0242 KIO's `FileJob` interface allows random-access IO, and hence all `read`, `write` and
0243 `truncate` requests are simply forwarded to the corresponding `FileJob` functions.
0244 
0245 Whilst improving performance for larger files compared to the cache-based IO
0246 described below, the performance of individual `read`/`write`/`truncate` requests
0247 if significantly reduced.
0248 
0249 The protocols that currently support `KIO::open` are `file`/`sftp`/`smb`.
0250 
0251 Otherwise, file IO is implemented completely on top of a file based cache.

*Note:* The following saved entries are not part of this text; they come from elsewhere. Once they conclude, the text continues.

PR #899, opened 2018-10-23
Made WindowFeatures an abstract enum

Jarrio:
Makes the parameter a bit clearer at first glance and provides completion

### DIFF
--- a/Sources/kha/System.hx
+++ b/Sources/kha/System.hx
@@ -1,5 +1,7 @@
 package kha;
 
+import kha.WindowOptions;
+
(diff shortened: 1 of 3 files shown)


RobDangerous:
Uh oh, this doesn't compile.

Jarrio:
How odd, I just tested the code on try haxe and it seems to work over there https://try.haxe.org/#C3D08

RobDangerous:
But that's Haxe 3, Kha is on Haxe 4 preview 5 by default.

PR #901, opened 2018-10-28
Quaternion constructor now inline.

Disar:
Please let me know if `getEulerAngles` and `slerp` should also be inlined.  Ill make a new pr for those.


RobDangerous:
It's ok like that I think.

RobDangerous:
Also Haxe now has https://github.com/HaxeFoundation/haxe/pull/7425 so when people want the big ones to be inlined, they can easily do that.

Disar:
oh that's sexy

PR #904, opened 2018-11-08
support x/y window position in debug-html5

sh-dave:
to go with https://github.com/Kode/khamake/pull/170

### DIFF
--- a/Backends/HTML5/kha/SystemImpl.hx
+++ b/Backends/HTML5/kha/SystemImpl.hx
@@ -66,11 +66,10 @@ class SystemImpl {
 		}
 		var wndOpts = {
 			type: 'showWindow', title: options.title,
-			x: options.x, y: options.y,
+			x: options.window.x, y: options.window.y,
 			width: options.width, height: options.height,
 		}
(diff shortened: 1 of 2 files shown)


Backends/HTML5/kha/SystemImpl.hx
```diff
@@ -64,7 +64,12 @@ class SystemImpl {
 		if (electron.webFrame.setZoomLevelLimits != null) { // TODO: Figure out why this check is sometimes required
 			electron.webFrame.setZoomLevelLimits(1, 1);
 		}
-		electron.ipcRenderer.send('asynchronous-message', {type: 'showWindow', title: options.title, width: options.width, height: options.height});
+		var wndOpts = {
+			type: 'showWindow', title: options.title,
+			x: options.x, y: options.y,
+			width: options.width, height: options.height,
```
RobDangerous: Can you use options.window.x here instead of adding an additional SystemOptions parameter?

sh-dave: Sure, done.

PR #905, opened 2018-11-09
instancedRenderingAvailable is true for Krom

luboslenco:
Krom is more capable than advertised.


RobDangerous:
We need a better marketing department.

PR #910, opened 2018-11-23
use enum abstracts

sh-dave:
Damn, so many whitespace changes...

anyways, the enums are now abstracts, and all the `foo.getIndex()` is changed to just `foo` due to automatic conversion to `Int`.

Compiled on html5, krom and native.

### DIFF
--- a/Sources/kha/graphics4/Usage.hx
+++ b/Sources/kha/graphics4/Usage.hx
@@ -1,6 +1,6 @@
 package kha.graphics4;
 
-enum abstract Usage(Int) to Int {
+@:enum abstract Usage(Int) to Int {
 	var StaticUsage = 0;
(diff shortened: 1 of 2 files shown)


Sources/kha/graphics4/Usage.hx
```diff
@@ -1,7 +1,7 @@
 package kha.graphics4;
 
-enum Usage {
-	StaticUsage;
-	DynamicUsage; // Just calling it Dynamic causes problems in C++
-	ReadableUsage;
+enum abstract Usage(Int) to Int {
```
RblSb: There is some `enum abstract` instead of `@:enum abstract`

RobDangerous: Aaaaaaah

PR #912, opened 2018-11-23
Added KHA and HXCPP defines for Kore builds trough Kha

Disar:


RobDangerous:
I'm reverting the HXCPP define because as far as I can tell it's not defined by regular hxcpp and it's tested for in hxcpp in Xml.cpp and if it is defined that results in a compile error - that one is easy to fix but I want to stay as close to original hxcpp as possible to minimize merge trouble.

PR #917, opened 2018-11-28
Add setTextureCompareMode

luboslenco:
This lets us (after all these years) sample the depth textures / shadow maps faster.

After enabling the compare mode using `g.setTextureCompareMode(unit, true);`, `sampler2DShadow` & `samplerCubeShadow` will work like expected. krafix already has the support built-in.

I kept the implementation as simple as possible for now, nothing fancy. Works for Krom, hl/c, hxcpp, html5 + opengl, webgl2, d3d11.

To go with https://github.com/Kode/Kore/pull/329 and https://github.com/Kode/Krom/pull/109.

### DIFF
--- a/Backends/Android/kha/android/Graphics.hx
+++ b/Backends/Android/kha/android/Graphics.hx
@@ -277,6 +277,14 @@ class Graphics implements kha.graphics4.Graphics {
 	
 	}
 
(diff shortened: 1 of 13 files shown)


RobDangerous:
Yay!

PR #933, opened 2018-12-19
Minor dce improvements

### LINKED ISSUE #923: @:keep minimizatiton
With an @:keep class, we save all its functions and functions that are called from its functions. Maybe we should use @:keep only for individual fields if possible?

https://github.com/Kode/Kha/blob/master/Sources/kha/Assets.hx
I don't see an opportunity to get an error because of the absence of this class. `Reflect.field(Assets.images, "img")` will not work anyway without assets loading.

https://github.com/Kode/Kha/blob/master/Sources/kha/internal/BytesBlob.hx
Keeped because of [this line](https://github.com/Kode/Kha/blob/master/Backends/Kore/kha/Storage.hx#L23). We can add `Blob.alloc(0);` to this function instead?

Reason for Sensor (and other input classes) keeping?
https://github.com/Kode/Kha/blob/master/Backends/HTML5/kha/input/Sensor.hx
https://github.com/Kode/Kha/blob/master/Backends/Kore/kha/input/Sensor.hx
https://github.com/Kode/Kha/blob/master/Backends/KoreHL/kha/input/Sensor.hx

And maybe with haxe `@:ifFeature("kha.package.*")` we can get rid of ogg decoder automatically, without #kha_no_ogg? [How it works](http://try-haxe.mrcdk.com/#572CC)

RblSb:
Closes #923

### DIFF
--- a/Backends/HTML5/kha/SystemImpl.hx
+++ b/Backends/HTML5/kha/SystemImpl.hx
@@ -408,7 +408,6 @@ class SystemImpl {
 		}
 		else {
 			SystemImpl._hasWebAudio = false;
-			AudioElementAudio._compile();
 			untyped __js__ ("kha_audio2_Audio1 = kha_js_AudioElementAudio");
 		}
 
--- a/Backends/HTML5/kha/input/Sensor.hx
+++ b/Backends/HTML5/kha/input/Sensor.hx
@@ -2,7 +2,6 @@ package kha.input;
 
 import kha.SystemImpl;
 
-@:keep
 class Sensor {
 	private static var isInited: Bool = false;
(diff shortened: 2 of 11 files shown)


RobDangerous:
Uh oh, those look dangerous. Those @keeps were added by others for reasons I think.

RblSb:
@RobDangerous i made some test projects for Sensor, Font and Assets with/without loadEverything and Reflect.field, have no problems on kore targets. You can recheck that there is no cpp @:functionCode links to kha classes for Assets, Blob, Sensor and Font, then it should be safe, i guess.

RobDangerous:
Did some git blame... @juakob are you ok with removing the Sensor @keep?
Also, I want my inlines back.

PR #1463, opened 2023-06-12
expose kinc_get_mouse_position

bwkam:
never done this sort of thing before, so that's most likely wrong


RobDangerous:
Looks to me like this will do nothing. Did you test this at all?

RobDangerous:
Still looks like it will do nothing. And the HL code looks like it won't even compile. Please do at least a quick test before you send a pull request.

PR #1470, opened 2023-07-30
Fix Haxe 4.3 warnings

RblSb:


RobDangerous:
Hu but I don't get any warnings.

RblSb:
`@:enum` is deprecated on 4.3.1 (i'm using custom non-kha haxe version for now). Not sure about `@:extern`, both keywords are supported since 4.0, and haxe 3 is not supported anyway.

RobDangerous:
So it's about 4.3.1 and not just about 4.3 then. Oki, will merge this once I switch Kha to 4.3.1 as well.

PR #1471, opened 2023-09-10
G2 multitexturing

RblSb:
Don't know how to fix sampler warnings

### DIFF
--- a/Sources/Shaders/painter-image.frag.glsl
+++ b/Sources/Shaders/painter-image.frag.glsl
@@ -1,12 +1,37 @@
 #version 450
 
-uniform sampler2D tex;
+uniform sampler2D tex0;
+uniform sampler2D tex1;
+uniform sampler2D tex2;
+uniform sampler2D tex3;
+uniform sampler2D tex4;
+uniform sampler2D tex5;
+uniform sampler2D tex6;
+uniform sampler2D tex7;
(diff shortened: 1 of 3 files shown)


RobDangerous:
Sorry but I don't intend to change the G2 implementation like this. There are a thousand options to make 2D rendering faster for different situations and for different hardware. This for example will help in a lot of situations but it will also make the GPU side of things about ten times slower which is really bad for some mobile hardware.
Something like this is better kept as a sample-project than as a replacement for the standard G2 implementation.

RblSb:
Do you tested it on some project and gpu?
It shows big difference for my mobile gpus.
Since changes are minor, can we make selection between two shaders, with singletextured by default?

RobDangerous:
What's faster will depend entirely on what exactly your project is doing so just testing it on some project is pretty much pointless. 
We already have functionality for G2 selection - just copy it into your project and use that.

AndreiRudenko:
I agree that simpler G2 is better. You can use sprite sheets to have less texture switching.

RblSb:
You can provide your results from different gpus if you want to be helpful with one to ten texture switches, as realistic scenarios, or in real projects.
I'm still don't know how this can be 10 times slower in practice, since i only see no difference or 2-4x fps improvements in my low to high end mobile gpus.

PR #1475, opened 2023-10-10
Update ByteArray.hx

Onek8:
Fix hashlink warning for cast to Int pointed out by Zeta

On HL ByteArray.getUInt32 returns a hl.I64 for some reason: <https://github.com/Kode/Kha/blob/9585c2ba99683734dc2421ac31252c2a7e7e7153/Backends/Kinc-HL/kha/arrays/ByteArray.hx#L73>
But then it's turned into an Int here: <https://github.com/Kode/Kha/blob/9585c2ba99683734dc2421ac31252c2a7e7e7153/Sources/kha/arrays/Uint32Array.hx#L16>, which leads to that new warning.


RobDangerous:
But this is wrong, this should be fixed in HL.

PR #1477, opened 2023-11-04
Type Dynamic callbacks in Assets

RblSb:
I spended enough hours today debugging why this (not my) silly code breaks on cpp:
```haxe
Assets.loadEverything(function () {
	// Avoid passing update/render directly,
	// so replacing them via code injection works
	Scheduler.addTimeTask(function () { update(); }, 0, 1 / 60);
	System.notifyOnFrames(function (frames) { render(frames); });
}, (err:AssetError) -> {
	throw err;
});
```
I want to improve this api, which will also fix future dynamic problems, like `dynamicObj.name.contains` failure on some static targets.
With typed callbacks this should be harder to break and easier to use now.
Also, is this possible to get shaders in assets loader? Seems like not, or there is some ways to enable runtime loading?

### DIFF
--- a/Sources/kha/Assets.hx
+++ b/Sources/kha/Assets.hx
@@ -5,27 +5,31 @@ import haxe.Unserializer;
 
 using StringTools;
 
-typedef AssetData = {
-	name: String,
-	files: Array<String>,
-	file_sizes: Array<Int>,
-	type: String,
-	// image
-	?original_width: Int,
-	?original_height: Int,
-	// shader
-	?inputs: Array<AssetShaderVar>,
-	?outputs: Array<AssetShaderVar>,
-	?uniforms: Array<AssetShaderVar>,
-	?types: Array<{
-		name: String,
-		members: Array<AssetShaderVar>,
-	}>
+private typedef AssetDataObject = {
+	/** File name, given by khamake, used as identifier in `Assets.someList.get()` function **/
+	var name: String;
+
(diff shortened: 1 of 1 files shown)


RobDangerous:
I'm sorry but... I don't know what you are talking about.

RblSb:
This PR solves two problems:
```haxe
Assets.loadEverything(() -> {}, (err:AssetError) -> {
	throw err;
});
```
Will be detected as `(callback, null, null, failed)`, instead of `(callback, filter)`, since callbacks are not Dynamic anymore.
And it also solves problem, when you try to access `item.name` fields, like:
```haxe
Assets.loadEverything(() -> {}, item -> {
return item.name.contains("menu");
});
```
Since `item.name` will be typed as `String`, and not `Dynamic` with unknown native `contains` method (for example, js has `str.includes`, but no `str.contains`)

RobDangerous:
OK. But I originally made those dynamic because I wanted to add the option to add any data to assets in the khafile. Can typedefs support that?

RblSb:
There is no `typedef A = {foo:Int} & Dynamic;` support in haxe yet, but if you think about making this feature before that support, i can change this typedef to `abstract`, that will provide completion for `item.name` / other fields with good types, but also allow `item.anythingElse` fields and return Dynamic values from them.

RobDangerous:
Yes, let's make some abstract art.

PR #1487, opened 2024-01-31
fix audio callback init.

e2002e:
There is a missing argument in kinc_a2_set_callback,
Adding null I was able to compile the project.


RobDangerous:
Yes, the GitHub Actions already told me about it. But unfortunately I can't merge this because you changed the Tools submodules.

PR #1488, opened 2024-01-31
fix audio callback init

e2002e:
I'm opening another pull request from my main modified branch.
I rolled back the tools.


RobDangerous:
Jippie!

PR #1490, opened 2024-03-14
Bypass browser cache on reloading image with the same name.

AndreiRudenko:
Not sure if it's good, the intention was to have reloading changed images with the same name(path) working on electron. Could this be bad for browser games in terms of loading time?


RobDangerous:
Yes, looks like this might be bad for loading times. But you could make it an electron only thing by using the kha_debug_html5 define.

PR #1504, opened 2025-03-23
Don't throw on small determinant

RblSb:
I think this is too easy to get this error while inverting matrices with a small scale and such check can be done externally when needed. Is there are cases when this throw can be useful?


RobDangerous:
This does not look good to me. Sorry, I'd rather have it error instead of returning a silly matrix.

0252 On the first read or write access to a non truncated file, the whole file is
0253 downloaded into a new temporary file and all readers are notified on cache
0254 completeness changes (see `awaitBytesAvailable`).
0255 
0256 Therefore the read and write ops itself are trivial, they just forward the
0257 IO operation to the temporary file once enough data is available.
0258 
0259 On each write to a file, the file is marked as dirty and added to the set
0260 of dirty nodes. On various occasions, `awaitNodeFlushed` is called which removes
0261 the node from the dirty set and starts a `KIO::put` for the file. On success,
0262 it is checked whether a write occured during flushing and if so, another
0263 flush is started. This is repeated until the node was still marked as clean
0264 on finish.
0265 
0266 When there a no open file descriptors to a node anymore, the cache is flushed
0267 if necessary and then dropped.
0268 
0269 ## Hardlinks
0270 
0271 Hardlinks are not supported well in the current design of KIO so they were
0272 simply not considered during KIO FUSE development either.
0273 
0274 While inode and device numbers can be returned are part of UDSEntries returned
0275 from workers, neither `stat.st_link` nor `::link` are accessible.